I'm not sure I understand what this means, particularly since asymptotics (e.g. ) are an important topic in quantization theory.CSTAR 16:13, 23 Jun 2004 (UTC)
It has the dimensions of action, rather than being dimensionless; that's all I really meant.
Charles Matthews 16:37, 23 Jun 2004 (UTC)
- Fair enough. Maybe you should say that in the article.CSTAR 16:51, 23 Jun 2004 (UTC)
I hope I got the constants right on the Fourier transform. CSTAR 22:31, 27 Jun 2004 (UTC)
I wonder if it needs much more to construct the Weil representation, which is a requested article. Charles Matthews 15:08, 29 Jun 2004 (UTC)
- I was planning on doing that under the metaplectic representation in the not too distant future. I also added the Poincaré-Birkhoff-Witt theorem which is a particularly important fact. I'm wondering what the distinction between a featured article and a non-featured article is? Should I care?CSTAR 15:28, 29 Jun 2004 (UTC)
It's like a five-star hotel, I suppose - one knows it will cost more, and it may even be better. Charles Matthews 15:55, 29 Jun 2004 (UTC)
- Hmmm. I think one can reliably say that about five-star hotels (at least in France) that they may be better, but I've seen some featured articles with numerous innaccuracies.CSTAR 16:16, 29 Jun 2004 (UTC)

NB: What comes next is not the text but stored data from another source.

PR #22, opened 2023-05-15
Add clarification around public key format mints should use

thunderbiscuit:
This PR is a small addition to the definition of the keyset type, stating that the public keys must be serialized using the compressed public key format used everywhere in bitcoin when building keysets.

This is not unique to bitcoin so I couldn't find a BIP to link to for further information on the format, but information about it is basically found everywhere, including many questions and answers on Stack Overflow and a section of Mastering Bitcoin by Antonopoulos. I chose an article from learnmeabitcoin.com for the link. 

Note that this is also the approach used in one of the [BIPs defining SegWit](https://github.com/bitcoin/bips/blob/master/bip-0143.mediawiki#restrictions-on-public-key-type), where only compressed keys are accepted, standardizing the length required to share them as well as making them shorter in general.

### DIFF
--- a/02.md
+++ b/02.md
@@ -5,7 +5,7 @@ NUT-02: Keysets and keyset ID
 
 ---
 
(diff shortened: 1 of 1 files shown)


callebtc:
Thank you for clarifying this and sorry for the delay!

PR #27, opened 2023-06-06
Add test vectors

thunderbiscuit:
Just slowly making my way through.

- [x] NUT-01
- [x] NUT-02
- [ ] NUT-03
- [ ] NUT-04
- [ ] NUT-05
- [ ] NUT-06
- [ ] NUT-07
- [ ] NUT-08
- [ ] NUT-09

Feel free to comment or request additional tests.


AngusP:
@thunderbiscuit thanks for taking the time to add tests 🎉  -- for NUT-3, this issue might be useful for some vectors: https://github.com/cashubtc/cashu/issues/228

Effectively implementations **should** support any amount (including over 21,000,000 * 100,000,000 sats, which is impossible), and let their upstream (lightning or whatever) fail rather than the mint request itself breaking, but it's probably Ok for impls ("**must**") to be able to support up to 51 bit uints (ceil log2 of 2.1 quadrillion sats), so probably 8-byte integers (uint64)

Also notable here the issue was with the backing database, rather than the mint itself because Python handles very large integers pretty well

thunderbiscuit:
@AngusP thanks for the idea for the extra tests! Related to this is #28.

This PR is getting a bit old and I don't want people to wait for me to finish it all before merging, just because I'm not sure how much time I'm going to have to dedicate to this over the fall.

@callebtc if you like the tests here, feel free to comment/request changes/merge and not wait for me to add tests for all the NUTs.

test-vectors/02-tests.md
```diff
@@ -0,0 +1,16 @@
+# NUT-02 Test Vectors
```
thunderbiscuit, line 1: The following keysets require a cross-check from at least one different implementation (mine is [cashu-client](https://github.com/thunderbiscuit/cashu-client), particularly the short keyset.

I looked at the test suite from the Python and Go implementations but could not find explicit keysets in string format I could easily copy/paste; they're defined somewhere else and I wasn't sure how to pull them out quickly. The long keyset here comes from the [cashu-rs test suite](https://github.com/clarkmoody/cashu-rs/blob/8560f87862ecece791cb5f7b71b80839bcbe639e/src/keyset.rs#L290-L358) so I am more confident in, but the short one is a custom one I built (if I remember correctly) by cutting out the tail end of a keyset given to me by the default mint on the Python implementation cli wallet. These should not be accepted as "official test vectors" unless they correspond to the keyset IDs other implementations get.

thesimplekid: The short keyset and id looks good to me.
https://github.com/thesimplekid/cashu-crab/commit/59250bc79ea61aeb2eafbe98a0b691ae47ab47fd

thunderbiscuit: Awesome! Thanks for the quick test. It also gives me a new place to look into for tests by other implementations. Cheers!

callebtc (approved):
beautifully diligent work 🙏

PR #31, opened 2023-06-16
NUT-XX: Animated QR codes

gandlafbtc:
Ok this is a draft for the animated QR codes. 

It is certainly not the most (byte wise) efficient solution, but it is easy to implement and that was the basis for the design choices. If efficiency is the more important, we could lean more towards what is done [here](https://github.com/gre/qrloop) . In my opinion, keeping it simple and easy to include into all kind of libs/apps outweigh the efficiency gains we would get from that though. 

Let me know what you guys think.


thunderbiscuit:
Love the animated QRs.

I've been looking into them for the bitcoin development kit mobile bindings for a little while and figured I'd share some thoughts.

The most prominent and well-developed "maybe-standard?" for them is developed by [Blockchain Commons](https://github.com/BlockchainCommons). They have a standard called [UR (unified resource)][https://github.com/BlockchainCommons/crypto-commons) used by [more and more wallets](https://github.com/BlockchainCommons/Gordian-Developer-Community/blob/master/README.md#urs) which is basically using CBOR to encode wallet-related data (PSBTs, keys, others, etc.). Building on this, they have defined a standard for [animated QR codes](https://www.blockchaincommons.com/devs/animated-qrs.html) which has implementations in [some popular languages](https://github.com/BlockchainCommons/Research/blob/master/papers/bcr-2020-005-ur.md#implementations).

Their docs are very thorough but all over the place; you have to dig in to find related pages.

Some extra links:
Implementations: [page 1](https://github.com/BlockchainCommons/crypto-commons#bc-ur) [page 2](https://github.com/BlockchainCommons/Research/blob/master/papers/bcr-2020-005-ur.md#implementations)
Spec: https://github.com/BlockchainCommons/Research/blob/master/papers/bcr-2020-005-ur.md
UR types (tokens would have to use `bytes` but could request a new type be added to the spec): https://github.com/BlockchainCommons/Research/blob/master/papers/bcr-2020-006-urtypes.md

The pros of going with an approach like this is that you'll likely find libraries that implement that encoding and decoding (good for interop) and not require all Cashu wallets implement a new standard. The con is that this particular standard is fairly complex and will require time/effort to bring everyone up to speed. It is a very good sign that other bitcoin wallets all over the place are using it however, and probably a strong foundation to build on.

Hopefully this can add to the discussion and shed light on tradeoffs.

thunderbiscuit:
Blockchain Commons has released an implementation guide for the fountain code standard, [and it's here](https://github.com/BlockchainCommons/Research/blob/master/papers/bcr-2024-001-multipart-ur.md). I'm about halfway done building a library [here](https://github.com/kotlin-bitcoin-tools/ur), but you can find working implementations in TS/JS/Java/Swift [here](https://github.com/BlockchainCommons/Research/blob/master/papers/bcr-2020-005-ur.md#implementations).

gandlafbtc:
i tweaked the typescript implementation of bc-ur here https://github.com/gandlafbtc/bc-ur to make it work in the browser. Obviously blockchain commons UR is superior in every way. I changed The nut-number, and added some basic text for the NUT

AngusP:
I agree using UR for animated makes sense, afaik it has the most existing implementations among Bitcoin wallets so is the de-facto standard at the moment, and probably be most familiar to devs.

Ofc there's [BBQR](https://bbqr.org/) or qrloop and probably other options, but the same spirit of "JSON will work for now" should push towards UR vs the other 'technically better' options?

gandlafbtc:
Not even sure if other options are "technically better". I think what BC UR does fits cashus usecase pretty well.

callebtc:
I've recently implemented UR in cashu.me using gandlaf's awesome library `@gandlaf21/bc-ur` here: https://github.com/gandlafbtc/bc-ur

It was *very* easy to add and felt a bit like magic because it just works.

callebtc:
We should pick up this PR again, I think the document can be extremely short since there is a canonical way of how to produce bc-ur animated QR codes and we already have a cross-compatible implementation in cashu.me and nutshell.

@gandlafbtc, what do you think?

PR #33, opened 2023-06-26
NUT-08: handle log(0) and log(1) possibilities

callebtc:
For `fee_reserve == 0` (if the payment is internal for example), and for `fee_reserve == 1` the calculation breaks.

### DIFF
--- a/08.md
+++ b/08.md
@@ -11,7 +11,17 @@ The problem is also described in [this gist](https://gist.github.com/callebtc/a6
 
 ## Description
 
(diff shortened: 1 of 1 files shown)


gandlafbtc (approved):
lgtm

moonsettler (changes requested):
> which ensures that there is at least one output if there is any fee. 

`min(ceil(log2(fee_reserve)), 1)`

min ensures there is at least 1 output, and maximum `ceil(log2(fee_reserve))` outputs.

moonsettler (approved):
my mistake, never mind!

PR #34, opened 2023-06-29
NUT-06: Deprecate `amount` in `POST /split`

### LINKED ISSUE #32: NUT-06: Deprecate amount field on PostSplitRequest
```json
{
  "proofs": Proofs,
  "outputs": BlindedMessages,
  "amount": int //deprecate
}
```

the amount field is not necessary, since it introduces unwanted constraints. 
The client has to manage split amounts (send, return) , but the mint does not need to. The mint only needs to perform split according to the clients request.

callebtc:
The `amount` field in `POST /split` was an unnecessary contraint on the split operation. Now, wallets can choose the amount distribitions of the inputs (proofs) and outputs (and thus returned promises) as they wish, as long as they sum up to the same value. 

Closes #32 

### Wallets:
Wallets simply don't send the `amount` field with the `POST /split` request anymore. They receive a new object with the field `promises` from which they then need to separate the promises to keep (first elements) and send (last elements). 

Previously, they took these two sets of elements from the fields `fst` and `snd` from the response. This is no longer the case! Note that wallets already should know how many elements of the `promises` response they need to slice to get the same as the `fst` and `snd` responses because they have previously generated an array of `outputs` that has the same distribution.

### Mints:
Mints now do no receive an `amount` field anymore. They can simply proceed as usual but remove any security checks that might have previously asserted that the distribution of amounts of `outputs` must adhere to a certain pattern (for example perfectly decompose in powers of two). This is not necessary anymore. They MUST still check whether the sum of `proofs` is equal to the sum of `outputs` and they SHOULD also check whether it equals the sum of generated `promises` (as a sanity check). 

`PostSplitRequest`

```json
{
  "proofs": Proofs,
  "outputs": BlindedMessages,
  "amount": int //deprecate
}
```

`PostSplitResponse`
```json
{
  "promises": BlindSignatures
}
```

### Tracking progress of NUT-06 update (please report):

- [x] Nutshell (Status: 🛠️ [PR](https://github.com/cashubtc/cashu/pull/263))
- [ ] [LNbits](https://github.com/lnbits/cashu)
- [ ] [Feni](https://github.com/cashubtc/cashu-feni)
- [ ] [Cashu.me](https://github.com/cashubtc/cashu.me)
- [ ] [Nutstash](https://github.com/gandlafbtc/nutstash-wallet)
- [ ] [eNuts](https://github.com/cashubtc/peanut)
- [ ] [cashu-ts](https://github.com/cashubtc/cashu-ts) 
- [ ] [ngutech21/cashu-rs](https://github.com/ngutech21/cashu-rs) 
- [ ] [clarkmoody/cashu-rs](https://github.com/clarkmoody/cashu-rs) 
- [x] [cashu-crab](https://github.com/thesimplekid/cashu-crab) (Status: ✅ [commit](https://github.com/thesimplekid/cashu-crab/commit/e8303fcc8c545111ddfbeb72739d5bd757123157))
- [x] [cashu-kotlin](...)

Ping: @BilligsterUser @gandlafbtc @clarkmoody @ngutech21 @gohumble @thesimplekid @KKA11010 @thunderbiscuit


thesimplekid:
Cashu-crab updated in https://github.com/thesimplekid/cashu-crab/commit/e8303fcc8c545111ddfbeb72739d5bd757123157, mint handles both with and without amount and responds accordingly, wallet chooses which to follow. Will deprecate amount fully after transition.

gandlafbtc:
If the amount is not sent anymore, mints that haven't upgraded yet will error. Shouldn't we keep the amount in the request, at least till most mints have upgraded?

callebtc:
> If the amount is not sent anymore, mints that haven't upgraded yet will error, right? Shouldn't we keep the amount in the request, at least till most mints have upgraded?

Same as @thesimplekid, I've upgraded Nutshell to be backwards compatible (has two different responses depending on whether amount is sent or not). I will add the same to LNbits and we should be relatively good. Only issue will be clients that have upgraded but want to talk to old mints but there will always be pain!

ngutech21:
Moksha mint and wallet upgraded https://github.com/ngutech21/moksha/commit/d0d39f5ffc4379ad7f1e2d49f570216cb5d48301

All changes are backwards compatible. I will remove the deprecated code, after all the other implementations have upgraded as well.

Issue #36, opened 2023-07-06
Proposal: sunset cashu_wallet_spec file


thunderbiscuit:
After some preliminary discussion on the Telegram channel, I wanted to open the discussion here and formally propose the `cashu_wallet_spec` file be removed from the repository. I see a few reasons for this:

Nit: position and momentum are reversed
[edit]Uhh, this is kind of a nit, but in standard physics usage, Q is the position coordinate, and P is the momentum. (p^2/2m is the kinetic energy/schroedinger operator/laplacian, p-slash is the dirac operator, p is the momentum part of the energy-momentum tensor). I'd fix this myself but verifying all the minus signs in this article is daunting .. linas 04:56, 2 Mar 2005 (UTC)
- Hmm. I think you're right.. I don't know what I was thinking. But it may not be that hard to fix. Although the results are true as stated and equivalent to the the other form with P, Q interchanged. CSTAR 05:05, 2 Mar 2005 (UTC)
- OK, great, thanks, it was late at night, I was going to fix it this morning...linas 15:35, 2 Mar 2005 (UTC)
plancks const and Im tau
[edit]I was adding to the article on theta functions (and am not done yet) (and should probably move some of that content to the article on heisenberg group) and there's a G-module isomorphism, in the texts I'm reading (mumford), there is no plancks const (its not mentioned, and crudely seems to be taken as one). But in one relationship, it seems to also be related to Im τ (maybe even equal to Im τ ??) where τ is the thing appearing in the article on theta function. Ever see anything along these lines? Any words of wisdom?linas 15:35, 2 Mar 2005 (UTC)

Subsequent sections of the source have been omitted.